Al contrario que Simón Bolívar, notorio ególatra, José de San Martín (1778-1850) fue un hombre poco dado a hablar de sí mismo, al que la gloria y el poder no le atraían. De ahí que a los historiadores no nos sea fácil encontrar al ser humano más allá del militar y el político.

Hijo de un capitán español, poseía una piel oscura que dio pie a todo tipo de comentarios. En un mundo brutalmente racista, sus enemigos se encargaron de propagar el rumor de que era indio.

Poco años después de su nacimiento, su familia regresó a la metrópoli. Su padre, para proporcionarle una salida profesional respetable, le destinó al ejército. Inició así una carrera militar que le llevó combatir en el norte de África, el Rosellón y Portugal. También se halló presente en la batalla de Bailén, la gran victoria hispana de 1808 contra los invasores napoleónicos. En conjunto, esta etapa le sirvió a San Martín para adquirir una formación castrense sin parangón entre los Libertadores.
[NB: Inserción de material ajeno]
PR #3285, opened 2026-04-18
feat(memory): make consolidate ratio configurable

chengyongru:
## Summary

Make the memory consolidation ratio configurable via `consolidationRatio` in AgentDefaults, allowing users to control the trade-off between memory fidelity and compression aggressiveness.

- Added `consolidationRatio` config option to AgentDefaults (default: 0.5)
- Range: 0.1 to 0.95 to prevent edge cases
- Values > 0.5 = more fidelity preserved (e.g., 0.7 = 70% retention)
- Values < 0.5 = more aggressive compression

@subalkum thanks for your contribution

(cherry-picked from #3281)

### DIFF
--- a/nanobot/agent/loop.py
+++ b/nanobot/agent/loop.py
@@ -190,6 +190,7 @@ class AgentLoop:
         channels_config: ChannelsConfig | None = None,
         timezone: str | None = None,
         session_ttl_minutes: int = 0,
+        consolidation_ratio: float = 0.5,
         hooks: list[AgentHook] | None = None,
         unified_session: bool = False,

En España, de acuerdo con el historiador John Lynch, se replanteó su identidad nacional en un sentido independentista, evolución que se vio favorecida por la penosa impresión que debió darle la madre patria. A sus ojos, se imponía una reflexión evidente: si Gran Bretaña, la mayor potencia del mundo, había perdido Norteamérica… ¿se podía esperar que retuviera las suyas un país invadido por Napoleón, a punto de sucumbir?

Muchos años después, él mismo explicaría el acontecimiento que acabó de decidirle, una reunión en Cádiz con otros latinoamericanos, en la que todos prometieron que se incorporarían a las rebeliones que ya habían estallado en ultramar.

Procedente de Londres, San Martín llegó a Buenos Aires en 1812. La capital porteña estaba entonces en manos de los revolucionarios que, dos años antes, habían depuesto al virrey.

Pocos meses más tarde, nuestro héroe conoce a su futura esposa, María de los Remedios de Escalada, de tan sólo catorce años. La diferencia de edad puede parecer excesiva, pero en la época nada tenía de extraño. La relación iba a verse perjudicada por las frecuentes ausencias de él, consagrado a organizar la guerra de guerrillas, un sistema de combate que había conocido muy bien durante su estancia en la península Ibérica en el transcurso de la Guerra de la Independencia española.

Estaba convencido de que no garantizaría la independencia sin conquistar Perú, el núcleo duro del dominio hispano en Sudamérica. Pero antes debía liberar Chile. No se cansaba de repetir que había que pensar a lo grande, sin miedo a medidas polémicas como la liberación de los esclavos. Finalmente, tras una ardua planificación, cruzó los Andes a primeros del año 1817, una empresa arriesgada por la enorme altitud de montañas o la estrechez de los senderos.

Su esfuerzo se vería recompensado cuando, sin tiempo para reponerse de una marcha agotadora, sus fuerzas vencieron en Chacabuco. Sólo faltaba el triunfo en Maipú de abril de 1818 para que Chile consolidara definitivamente su libertad.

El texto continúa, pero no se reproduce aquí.